**YOUR INSTRUCTIONS:** Every line of the material below is to be printed again exactly.

**DATA BLOCK:**
----------

PR #435, opened 2026-09-12
test: fix stale nested-if depth in new_function_deeply_nested_clean_error.ts (main is currently red)

nooga:
## Summary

----------

**EXPECTED OUTPUT:**
PR #435, opened 2026-09-12
test: fix stale nested-if depth in new_function_deeply_nested_clean_error.ts (main is currently red)

nooga:
## Summary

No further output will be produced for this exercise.